Memory use may be one of the deciding factors when it comes to selecting a browser. While it may not play a big role on systems with plenty of RAM, say 4 Gigabyte or more, it is still a hot topic on systems with less.
Google Chrome is known for its memory hunger. If you open ten sites in Chrome, Firefox and Microsoft Edge, you will likely notice that Chrome requires the most memory.
Google announced recently that Chrome 55 will ship with memory improvements that reduce the browser's memory hunger.
The first part of the announcement details how Google tracked and measured the improvements. While interesting from a technical point of view, the first couple of paragraphs offer little information on the improvements.
The sites that Google benchmarked memory usage on includes several important properties including Facebook, Twitter, Reddit, Imgur, Flipboard and the New York Times.
Google noticed an average heap size reduction of 50% when it ran benchmark tests on Chrome 53 and 55.

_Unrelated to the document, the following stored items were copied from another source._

PR #17118, opened 2025-12-04
fix: switch parameters are now typed bool

### LINKED ISSUE #17112: if there are more than one flags in a custom command, a table with type annotation will cause nu::parser::type_mismatch
### Bug report form

### Describe the bug

When defining a custom command like this, a flag without type annotation will be considered as **bool**.   
But on nu 0.109, if there are more than one flags in a custom command, a table with correct type annotation will cause nu::parser::type_mismatch( a list or record with type annotation works normally, this bug jumps only on a table with type annotation )

Image

if there are more than 3 flags defined, other type annotations will also cause parse failure, like this:

Image

i encountered this bug after updating to 0.109.0, and 0.109.1 doesnt fix it.

### How to reproduce

1. use nu 0.109.0 or 0.109.1 on Windows or GNU/Linux, it's not a platform specialized issue
2. define some flags  without type annotation in a custom command
3. in the scope of the custom command, create a table with type annotation to collect flags' values

### Expected behavior

the custom command should pass type check and would not throw the Error(Error: nu::parser::type_mismatch)

### Configuration

| installed_plugins    | formats 0.106.1                                                                           |

Bahex:
- fixes #17112 

### Switch flags in custom commands are properly typed as `bool`

Switch flags (named flags without a type or default value) are typed `bool`, previously this information was not available to the parse-time type checking.

### Table columns with values of differing types are no longer inferred as `nothing` were `any` is the correct type

### DIFF
--- a/tests/repl/test_type_check.rs
+++ b/tests/repl/test_type_check.rs
@@ -170,6 +170,10 @@ fn record_subtyping_works() -> TestResult {
 )]
 // disjoint table values: oneof
 #[case("let foo = [ [bar]; [1], [true] ];", "table<bar: oneof<int, bool>>")]
+#[case(
+    "let a: any = 1; let b: int = 2; let foo = [ [bar]; [$a], [$b] ];",
+    "table<bar: any>"
+)]
 #[test]
 fn collection_supertype_inference(
     #[case] assignment: &str,


crates/nu-parser/src/parser.rs
```diff
@@ -4527,7 +4535,7 @@ pub fn parse_signature_helper(working_set: &mut StateWorkingSet, span: Span) ->
                                         // Flags with no TypeMode are just present/not-present switches
                                         // in the case, `var_type` is any.
```
WindSoilder: Is the comment still valid?

PR #18601, opened 2026-07-14
ci: pin milestone-action to a full commit SHA

kobihikri:
## Description
The `set-milestone` workflow used `hustcer/milestone-action@main` in one step while a later step already used `@v3`. `main` is a moving branch, so this pins that step to a fixed reference. Per @hustcer's preference it now uses the `@v3` release tag — stable now that the workflow has run smoothly for a while — keeping the token-holding step on a reviewed release rather than a moving branch.

- n/a

## Additional notes
Thanks @hustcer / @cptpiepmatz for the guidance.

### DIFF
--- a/.github/workflows/milestone.yml
+++ b/.github/workflows/milestone.yml
@@ -15,7 +15,7 @@ jobs:
     name: Milestone Update
     steps:
       - name: Set Milestone for PR
-        uses: hustcer/milestone-action@7b69c4cad6b4ad7a5be55e7704146dfcce59a432 # v3
+        uses: hustcer/milestone-action@v3
         if: github.event.pull_request.merged == true
         env:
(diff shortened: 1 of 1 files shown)


cptpiepmatz:
@hustcer what would you prefer here?

hustcer:
> @hustcer what would you prefer here?

I personally prefer `hustcer/milestone-action@v3` here. 
I used "main" before for testing convenience, but now the entire workflow has been running smoothly for quite a while, so it can be changed to "v3".

cptpiepmatz:
Then @kobihikri please do that, also use our PR template

kobihikri:
Done — switched to `@v3` per @hustcer's preference and filled in the PR template. Thanks both!

PR #18571, opened 2026-07-10
Add uutils `ln` command

dmatos2012:
## Description
Adds support for `ln` comand from `uutils`.

Currently, the following flags are not supported yet:
* --backup
* --physical
*  -d, -F, --directory
* --suffix
* -t, --target-directory=DIRECTORY

This should start with initial implementation, but if these flags need to be added then it can be discussed. 

## User-facing changes (Release notes)
Might change behavior of existing functionality for people relying on their system `ln` instead of  the coreutils `ln`.  

## Additional notes
 Closes #16504

PR #18605, opened 2026-07-14
Revert "Add uutils `ln` command"

fdncred:
Reverts nushell/nushell#18571


fdncred:
@dmatos2012 Can you please look into this. It appears to be an upstream problem where uucore doesn't always build so cached changes fail.

LnError formats via Fluent's translate! macro. On CI with a cargo cache, uucore’s build-time locale embedding often does not include ln, so Display falls back to bare ids:

• ln-error-same-file
• ln-failed-to-create-hard-link-dir
• ln-error-extra-operand
• …

Tests look for phrases like "same file" / "hard link not allowed for directory", so they fail.

That matches a stale uucore artifact: adding uu_ln doesn’t change uucore’s sources, so a cached uucore never re-runs its locale scan.

dmatos2012:
Yeah I had that same issue, and had to for some reason clean the cache and rebuilt. I assumed it was a "me" problem, but will see if I find a fix and push it upstream.

Thanks!

ofek:
Darn, I was looking forward to this. I don't quite understand something though: why didn't this upstream build issue manifest until now?

PR #18606, opened 2026-07-14
fix: fix submodule import in test_docker.nu

sid-6581:
## Description

This PR fixes the submodule import of `std/assert` in `test_docker.nu`. It was relying on the older behavior of implicit import of submodules and broke in 0.114.0. Since 0.114.0, Docker images have not been published because this script has been failing.

n/a


fdncred:
Thanks

hustcer:
Good catch !

PR #18614, opened 2026-07-15
Migrate ulimit tests to the new harness (#8670)

coyaSONG:
## Description

Migrates all 11 `ulimit` tests from the legacy `nu!` macro and temporary Playground setup to the current `nu-test-support` custom test harness.

Each test now uses `#[deps(NU)]`, `test()`, and a typed `CompleteResult`. Because `ulimit` changes process resource limits, the helper runs the generated `nu` binary as a child process so those mutations cannot leak into the shared in-process test runner.

This keeps the existing assertions and platform coverage while following the harness direction in #8670.

n/a — tests only

## Additional notes

Part of #8670.

Validation:
- `cargo test -p nu-command --test tests -- commands::ulimit` — 11 passed
- `toolkit fmt`
- `toolkit clippy` — workspace, tests, and plugins passed
- `toolkit check pr` — all relevant test groups passed, including the 2,634-test `nu-command` group; the run was stopped only at the unrelated macOS `nu-glob::test_lots_of_files` slow-test bottleneck after the other 63 `nu-glob` tests passed

### DIFF
--- a/crates/nu-command/tests/commands/ulimit.rs
+++ b/crates/nu-command/tests/commands/ulimit.rs
@@ -1,129 +1,102 @@
 use nu_test_support::nu;
-use nu_test_support::playground::Playground;
 
 #[test]
 fn limit_set_soft1() {
-    Playground::setup("limit_set_soft1", |dirs, _sandbox| {
-        let actual = nu!(cwd: dirs.test(), "
-            let soft = (ulimit -s | first | get soft);
-            ulimit -s -H $soft;
-            let hard = (ulimit -s | first | get hard);
-            $soft == $hard
-        ");
+    let actual = nu!("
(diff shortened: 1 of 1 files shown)


fdncred:
Thanks but I don't think this will land as-is because we're trying to remove all the nu! tests in favor of the new test harness https://docs.rs/nu-test-support/latest/nu_test_support/

fdncred:
Thanks!

cptpiepmatz:
~~After properly reading the changes here, this is a really bad use of the tester. This is just doing what `nu!` did but without the macro call.~~

Ok, now after reading the changes and the `ulimit` command, this is not as bad, but it should probably just use `run_with_data` instead of putting the commands inside an env variable.

PR #18615, opened 2026-07-15
fix: unsigned binary overflow in into int

Alb-O:
## Description

This PR fixes unsigned binary-to-integer conversions for values that do not fit in an `i64`.

`into int` previously converted the `u64` returned by `read_uint` using `as i64`. Eight-byte values greater than `i64::MAX` therefore wrapped into negative integers, despite `--signed` not being specified.

The conversion now uses `i64::try_from` and returns `ShellError::IncorrectValue` when the unsigned value is too large. Signed conversions are unchanged.

Regression tests cover `i64::MAX` and the first overflowing value in both little-endian and big-endian representations.

Error early instead of letting `into int` silently wrap unsigned 8-byte binary values greater than `i64::MAX` into negative values.

## Additional notes

Follow-up to the correctness issue deferred from #18572:
https://github.com/nushell/nushell/pull/18572#discussion_r3579227830

### DIFF
--- a/crates/nu-command/src/conversions/into/int.rs
+++ b/crates/nu-command/src/conversions/into/int.rs
@@ -317,13 +317,30 @@ fn action(input: &Value, args: &Arguments, head: Span) -> Value {
                 );
             }
 
-            match (endian, signed) {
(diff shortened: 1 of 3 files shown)


fdncred:
Thanks @Alb-O!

The second memory related improvement that went into Chrome 55 benefits the browser on all devices.
Google noticed that the parser would keep zones alive longer than necessary. The company's engineers changed the duration which resulted in "reduced average and peak memory usage" in Chrome.
Improvements are noticeable on all sites Google used to benchmark the improvements.
The reductions look impressive on first glance, but it remains to be seen if users will notice similar memory use improvements when their version of Chrome is updated to version 55.
Users who don't want to wait can download the Dev or Canary version of Chrome which are already at version 55 and 56 respectively to see if they notice improvements when using the browser.
Google plans to release Chrome 55 to the release channel in December 2016.